#### [Task requirements]
For each line of the data below, copy it if it holds the word "method".

#### [Data to process]
PR #186, opened 2019-02-15
Maybe parse response based on returned metadata.

Ferada:
This extends `parseResponseIf` to cover the whole metadata, not only the status code.

I'm suggesting this because I have a case where I really also want to check some of the returned headers (e.g. content type) to skip parsing the returned response as a file.

### DIFF
--- a/akka-http-backend/src/main/scala/com/softwaremill/sttp/akkahttp/AkkaHttpBackend.scala
+++ b/akka-http-backend/src/main/scala/com/softwaremill/sttp/akkahttp/AkkaHttpBackend.scala
@@ -79,7 +79,7 @@ class AkkaHttpBackend private (actorSystem: ActorSystem,
           .flatMap(encodingFromContentType)
 
         val responseMetadata = ResponseMetadata(headers, code, statusText)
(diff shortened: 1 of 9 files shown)


adamw:
Thanks!

Though I'm afraid I'll have to leave this PR for later, as it would be a breaking change. Maybe for 1.6

Ferada:
> breaking change

I guess I'm not quite clear on which classes are part of the API, because it's simply adding another method, or is that more of a concern for any other implementations of the backend interface?

adamw:
Ah, true! My bad, I thought this is a rename :) 

Though compilation fails in one of the modules: `[error] (asyncHttpClientBackend / Compile / compileIncremental) Compilation failed` (from travis). Would you be able to fix it?

Ferada:
> Though compilation fails in one of the modules: `[error] (asyncHttpClientBackend / Compile / compileIncremental) Compilation failed` (from travis). Would you be able to fix it?

Yes I will (soon).

Ferada:
@adamw thanks and for the typo fix too, somehow the second commit didn't even trigger Travis.

adamw:
Released in 1.5.11

Issue #182, opened 2019-02-08
POST / REDIRECT / GET


Ferada:
I have an API here that follows the usual pattern of requiring a POST, then it will redirect you to a different URL. With `followRedirects` on, `sttp` follows the redirect, but then does the POST again, which then (thankfully not silently in this case) caused a 501 "Not Implemented" output.

Edit: [Similar curl issue](https://github.com/curl/curl/issues/578) - so I suppose it's something where a reasonable default behaviour would be nice that can be used instead of implementing this yourself? Or, if not, maybe a small note in the docstring of the option then?

adamw:
Interesting problem :) 

Looking at https://developer.mozilla.org/en-US/docs/Web/HTTP/Redirections, it seems that handling POST 301/302 redirects is something of a grey area - some clients use GET for the redirect, some use POST, some do nothing.

So it seems we should somehow support 301/302 POST redirects - through an additional option? Always using GET? Always preserving the method? Doing nothing?

(btw. there are also 307/308 redirects where the method should always be preserved)

Ferada:
Yes I think it'd also be completely okay to keep it as it is, with a warning attached to remind people that indeed the `POST` will be attempted again at the new location.

However, that'd mean, since there's no general purpose "follow redirects" wrapper, that users will have to keep writing code for that in case they just need behaviour like a (typical) browser / command line tool.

#### [Result of the task]
I guess I'm not quite clear on which classes are part of the API, because it's simply adding another method, or is that more of a concern for any other implementations of the backend interface?
So it seems we should somehow support 301/302 POST redirects - through an additional option? Always using GET? Always preserving the method? Doing nothing?
(btw. there are also 307/308 redirects where the method should always be preserved)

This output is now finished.